# all I want is a simple network...

## DaggyStyle

all I want is this:

configure samba to be part of a network.

have a shared visible to all folder with read permission to all and write permission to one specific user.

have a shared visible to all folder with access and write permission on one specific user.

to be able to access other domains on my network.

to be seen from XP and vista computers.

haven't been able to achieve this, has anyone been able to configure samba for this or partially and willing to post it's smb.conf?

thanks.

----------

## Akhouk

I can help you step by step. First though, is the domain you are joining a Windows Domain running Active Directory? Windows 2003 server?

----------

## DaggyStyle

 *Akhouk wrote:*   

> I can help you step by step. First though, is the domain you are joining a Windows Domain running Active Directory? Windows 2003 server?

 

actually, the network is linux based I think, for example I'm under WORKGROUPS domain, usualy I can see computers on my domain, but when trying another domain I get an unable to see the users in it, something its allows my, somethings not.

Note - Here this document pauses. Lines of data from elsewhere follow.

PR #287, opened 2015-11-26
Updates from kevmoo

kevmoo:


lib/src/common.dart
```diff
@@ -52,9 +52,9 @@ String normalizeProjectName(String name) {
 
 /**
  * Given a String [str] with mustache templates, and a [Map] of String key /
- * value pairs, substitute all instances of `{{key}}` for `value`. I.e.,
+ * value pairs, substitute all instances of `A__key__Z` for `value`. I.e.,
  *
- *     Foo {{projectName}} baz.
+ *     Foo A__projectName__Z baz.
```
devoncarew: +1 to making the files valid from the pov of yaml and dart. What about just bracketing the variable with double underscores? It's a bit more readable than `A__foo__Z` and should still be valid in all the same places.

lib/src/common.dart
```diff
@@ -83,9 +83,7 @@ String convertToYamlMultiLine(String str) {
 /**
  * Break the given String into lines wrapped on a [col] boundary.
  */
-List<String> wrap(String str, [int col = 80]) {
-  List<String> lines = [];
-
+Iterable<String> wrap(String str, [int col = 80]) sync* {
```
devoncarew: The previous version is simpler.

test/mock_test.dart
```diff
@@ -24,22 +25,20 @@ Future _testGenerator(Generator generator) async {
   await generator.generate('foo', target);
 
   // Run some basic validation on the generated results.
-  expect(target.getFileContentsAsString('.gitignore'), isNotNull);
-  expect(target.getFileContentsAsString('pubspec.yaml'), isNotNull);
+  expect(target.getFileContentsAsString('pubspec.yaml'), isNotEmpty);
```
devoncarew: Do not all the samples have .gitignores?

devoncarew:
Thanks for the PR! I like the change to make the files analyzable / valid. You've bunched several unrelated changes into one PR however; I would appreciate them as separate PRs.

lib/src/common.dart
kevmoo: If you're not used to `sync *`, sure.

It's a great convention to get into. It can be a big runtime win to avoid allocating and resizing `List`.

lib/src/common.dart
kevmoo: Done!

kevmoo:
@devoncarew PTAL

I keep each commit clean and to-the-point – since it's easy to keep individual commits on GitHub (unlike Rietveld) are you okay keeping these together?

devoncarew:
> I keep each commit clean and to-the-point – since it's easy to keep individual commits on GitHub 

Yup, you have great commit discipline - very semantic commits. It's more that you bunch several unrelated types of changes into one PR. It makes reviewing it tough. 

I'll take a look at this tomorrow.

devoncarew:
@kevmoo, can you:

- open an PR with the fix to `mock_test.dart`
- open an new PR with the `{{ ... }}` ==> `__ ... __` change

Once those are in, a new angular template can use the underscore templating instead of the mustache one.

kevmoo:
@devoncarew done

PR #299, opened 2016-01-22
Update polymer to latest rc.

ntaoo:
From rc.2 to rc.15.


devoncarew:
cc @jakemac53

templates/web-polymer/pubspec.yaml
```diff
@@ -9,18 +9,13 @@ environment:
 
 dependencies:
   browser: ^0.10.0
-  polymer_elements: ^1.0.0-rc.1
-  polymer: ^1.0.0-rc.2
-  reflectable: ^0.3.1
-  web_components: ^0.12.0
```
jakemac53: You do actually need the web_components dependency still (for the polyfills)

templates/web-polymer/web/main.dart
```diff
@@ -1,6 +1,6 @@
 // Copyright (c) __year__, __author__. All rights reserved. Use of this source code
 // is governed by a BSD-style license that can be found in the LICENSE file.
-library my_project.web.index;
+library my_project.web.main;
```
jakemac53: We had intentionally chosen `index.dart` over `main.dart`, its generally simpler if the html/dart file names match up, especially if you have more than one entry point. Not a huge deal but my preference is still for `index.dart`.

jakemac53:
Some minor notes, otherwise lgtm.

templates/web-polymer/web/main.dart
ntaoo: Okey, I will revert this change. Thanks for sharing the reason.

templates/web-polymer/pubspec.yaml
ntaoo: Polymer has web_components dependency. So I believe although deleting web_components dependency here, `index.html` can still have reference to `packages/web_components/webcomponents-lite.min.js`.
But I guess retaining the dependency here is better for the style and future change?

jakemac53: Yes, you don't want to rely on transitive dependencies because removing that dep on the polymer side would result in your app breaking even though it wasn't a breaking change.

devoncarew:
merging...

ntaoo:
Thanks!

PR #302, opened 2016-02-05
Update CHANGELOG.

kwalrath:
Any objections to making the next release 1.0.0?

### DIFF
--- a/CHANGELOG.md
+++ b/CHANGELOG.md
@@ -1,21 +1,22 @@
 # CHANGELOG
 
+## 1.0.0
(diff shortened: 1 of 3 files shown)


sethladd:
Nope!

lgtm

devoncarew:
> Any objections to making the next release 1.0.0?

Only that we're not reving it further!

You'll need to update the pubspec version and the constant in `lib/src/cli_app.dart`. Then lgtm2

kwalrath:
OK, I've updated those 2 files.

now strangely, I can access other domains but not mine....

what about the sharing, any hints?

----------

## Akhouk

The thing is, there are so many possible ways of setting this up. Is the domain controller Samba? That is the first question. You will need to use winbind if you want samba users to have access to a share on your Gentoo box and want to save files according to their username. 

If it is a samba domain you need to add your gentoo box to the domain and then you can share your files as a domain computer.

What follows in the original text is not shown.